| Nach dem Tode eines/er Gewerbeinhabers/in tritt mit Wirkung des Todestages von Gesetz wegen zunächst das Fortbetriebsrecht der Verlassenschaft ein. Das Entstehen dieses Fortbetriebsrechtes ist zwar nicht von einer Fortführungsanzeige abhängig, dennoch ist die Vertreterin bzw. der Vertreter der Verlassenschaft verpflichtet, der Gewerbebehörde ohne unnötigen Aufschub den Fortbetrieb anzuzeigen. Die den Fortbetrieb anzuzeigende Person hätte ihre Vertretungsbefugnis für die Verlassenschaft durch einen Beschluss des zuständigen Verlassenschaftsgerichtes nachzuweisen. Bemühen Sie sich bitte, einen solchen Beschluss des Gerichtes möglichst rasch zu bekommen. Sie benötigen ihn auch für andere Zwecke (z.B. für Sozialversicherung, Wirtschaftskammer, Kreditinstitute). Das Fortbetriebsrecht endet in der Regel mit der Beendigung der Verlassenschaftsabhandlung durch Einantwortung.
Nach dem Ende des Fortbetriebsrechtes der Verlassenschaft entsteht das Fortbetriebsrecht des überlebenden Ehegatten (auch des Mannes) und der Kinder, Wahlkinder und Kinder der Wahlkinder der verstorbenen Gewerbeinhaberin oder des verstorbenen Gewerbeinhabers, soferne der Gewerbebetrieb auf Grund einer Rechtsnachfolge oder einer Schenkung auf den Todesfall ganz oder teilweise in ihren rechtlichen Besitz übergeht. Das Fortbetriebsrecht der Deszendenten endet allerdings mit der Vollendung des 24. Lebensjahres.

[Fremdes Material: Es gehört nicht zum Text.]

PR #1131, opened 2021-03-21
animated_plots

dark00infinity:
Addresses issue #299
currently implemented for one orbit at a time


DhruvSondhi:
Hello @dark00infinity, If this PR is a Work in Progress effort ... It is better to convert it to a **Draft PR** ... You can always mark it _**Ready for Review**_ whenever you feel this is ready :)

dark00infinity:
> Hello @dark00infinity, If this PR is a Work in Progress effort ... It is better to convert it to a **Draft PR** ... You can always mark it _**Ready for Review**_ whenever you feel this is ready :)

ok @DhruvSondhi

src/poliastro/twobody/orbit.py
```diff
@@ -1509,3 +1509,18 @@ def plot(self, label=None, use_3d=False, interactive=False):
             from poliastro.plotting.core import OrbitPlotter2D
 
             return OrbitPlotter2D().plot(self, label=label)
+
+
+# will be required in future
```
jorgepiloto, line 1514: If you are planing to implement this some time later, then let us dismiss it from now.

tests/tests_animation/test_anim.py
```diff
@@ -0,0 +1,11 @@
+import matplotlib
+
+from poliastro.examples import iss
+from poliastro.plotting.static import StaticOrbitPlotter
+
+
+def test_type_of_anim():
```
jorgepiloto, line 7: We need to figure out how to test animations. I wonder if there exists something like the matplotlib-mpl pytest extension 🤔

src/poliastro/plotting/_base.py
```diff
@@ -159,6 +186,28 @@ def _plot(self, orbit, *, label=None, color=None, trail=False):
             coordinates, orbit.r, label=label, colors=colors, dashed=True
         )
 
+    def _anim(self, orbit, *, label=None, color=None, trail=False):
```
jorgepiloto, line 189: I wonder if we should create something like `AnimatedOrbitPlotter`  which inherits from the `StaticOrbitPlotter` class, as they share most of the methods. In fact, an static plotter should not be able to display animations... Hence, let me ping @astrojuanlu for a further discussion on the topic.

src/poliastro/plotting/static.py
```diff
@@ -139,6 +140,63 @@ def _plot_coordinates(self, coordinates, label, colors, dashed):
...
+        )
+        Animation = animation.FuncAnimation(
+            self.fig,
+            animate,
+            frames=np.arange(0, len(x), 1),
+            interval=30,
+            blit=True,
+            repeat=True,
+        )
+        self._ax.legend(
```
jorgepiloto, line 187: After testing locally, I saw that the legend epoch is not being updated and just displays the initial epoch.

src/poliastro/plotting/_base.py
```diff
@@ -159,6 +186,28 @@ def _plot(self, orbit, *, label=None, color=None, trail=False):
...
+
+        self.set_attractor(orbit.attractor)
+        from poliastro.twobody import propagation
+
+        orbit = orbit.change_plane(self.plane)
+
+        label = generate_label(orbit.epoch, label)
+        time_laps = [i for i in range(int(orbit.period.value))]
+        tofs = time_laps * u.day * 2
+        k = propagation.danby(orbit.attractor.k, orbit.r, orbit.v, tofs)[0]
```
jorgepiloto, line 200: In order to properly visualize the change in velocity, an array of positions and associated times are required. This forces us to propagate the orbit, but, what about if the orbit is a perturbed one? Then, this would force us to make use of the cowell solver. Moreover, you are restricting time propagation to the period and hence, to elliptic orbits. What about open-shape ones like parabolic and hyperbolic?

Again, let me ping @astrojuanlu  for a better discussion on this.

Finally, the farnocchia solver has been proof to be accurate and robust. In fact, it is the default one in the `propagation` function. Is there any particular reason why you selected the danby one?

src/poliastro/plotting/_base.py
```diff
@@ -116,6 +119,20 @@ def __plot_coordinates_and_position(self, trajectory):
 
         return trace_coordinates, trace_position
 
+    def __plot_coordinates_and_position_anim(self, trajectory):
```
jorgepiloto, line 122: Write the private methods using a single under score `_` instead of two `__`.

jorgepiloto (changes requested):
After testing locally, I can confirm that animations are on the right path as now, the change in velocity is evident.

However, some questions started to arise: 

* Should we build an animation plotter class which inherits from the static plotter one?
* How do we propagate perturbed orbits or non-closed ones? 
* Could we have a method to propagate trajectories?

src/poliastro/plotting/_base.py
dark00infinity: yes sure

src/poliastro/plotting/_base.py
dark00infinity: it is not about static and all it is only about how long we can get propagated coordinates from that class. because it is the only thing needed to show the animated plots

src/poliastro/plotting/static.py
dark00infinity: yes, it was just the initial test not modified a lot, will surely look for it thanks for pointing out

tests/tests_animation/test_anim.py
dark00infinity: with my search and all, I feel that there is no plugin for testing animation video or gif. 
we can design our own tester for animation but efficiency is the concern

src/poliastro/twobody/orbit.py
dark00infinity: yes for sure it has nothing to do with animation, it was planned to be an interface like a thing similar to the above plot function which can direct to corresponding 3d or 2d plot as per user input

src/poliastro/plotting/_base.py
dark00infinity: yes, we can implement different solvers for different kind of orbits.
but there should be certain limits on animation like period and all because it is not good to have an animation that is running for a long or infinite time instead of this what we can do is we can give this control to the user for how long they want to see an animated plot for such orbits if no input is given we can put certain default value.
no there is no specific reason I opted for danby we can always change it with the best one as you said farnochia solver

jorgepiloto:
For testing the animations, here is a collection of resources:

* This issue from the official pytetst-mpl plugin about providing support for animations: https://github.com/matplotlib/pytest-mpl/issues/74

* Its original author offers the possibility of using the following testing utilities: https://github.com/t-makaro/animatplot/blob/master/tests/tools.py. However, it would be interesting to implement this under the pytest-mpl.

For the moment, let us try first to implement the animation class. We will carry about tests once everything will be ready merge 👍🏽

src/poliastro/plotting/_base.py
Nirav-Madhani: > 
> 
> I wonder if we should create something like `AnimatedOrbitPlotter` which inherits from the `StaticOrbitPlotter` class, as they share most of the methods. In fact, an static plotter should not be able to display animations... Hence, let me ping @astrojuanlu for a further discussion on the topic.

+1

src/poliastro/plotting/_base.py
```diff
@@ -159,6 +181,28 @@ def _plot(self, orbit, *, label=None, color=None, trail=False):
             coordinates, orbit.r, label=label, colors=colors, dashed=True
         )
 
+    def _anim(self, orbit, *, label=None, color=None, trail=False):
+        colors = self._get_colors(color, trail)
+
+        self.set_attractor(orbit.attractor)
+        from poliastro.twobody import propagation
```
astrojuanlu, line 188: Why can't this import be at the top of the file like all the others?

src/poliastro/plotting/_base.py
```diff
@@ -159,6 +181,28 @@ def _plot(self, orbit, *, label=None, color=None, trail=False):
...
+
+        orbit = orbit.change_plane(self.plane)
+
+        label = generate_label(orbit.epoch, label)
+        time_laps = [i for i in range(800)]
+        tofs = time_laps * u.day * 2
+        k = propagation.farnocchia(orbit.attractor.k, orbit.r, orbit.v, tofs)[0]
```
astrojuanlu, line 195: Why do we need to explicitly call the propagator here, instead of `propagation.propagate` and that's it? The propagation method should be an implementation detail, even at this level.

dark00infinity: for some reason propagation.propagate is not working in animation as expected and further, it is also using farnocchia as default. therefore used the propagator directly. 
testing it ,will soon update this pull request with it. Thanks for review

astrojuanlu: it definitely _should_ work, so please write here the full traceback if it doesn't. Thanks!

src/poliastro/plotting/_base.py
astrojuanlu: Be wary of inheritance: https://en.wikipedia.org/wiki/Composition_over_inheritance

src/poliastro/plotting/_base.py
dark00infinity: it is 👍🏼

Hinterlässt der/die Gewerbeinhaber/in sowohl einen fortbetriebsberechtigten Ehegatten als auch fortbetriebsberechtigte Deszendenten, so steht diesen Personen das Fortbetriebsrecht gemeinsam zu; der Fortbetrieb ist von der Fortbetriebsberechtigten bzw. dem Fortbetriebsberechtigten, für die nicht eigenberechtigten Deszendenten von ihrem/ihrer gesetzlichen Vertreter/in, nach Beendigung der Verlassenschaftsabhandlung ohne unnötigen Aufschub der Gewerbebehörde anzuzeigen.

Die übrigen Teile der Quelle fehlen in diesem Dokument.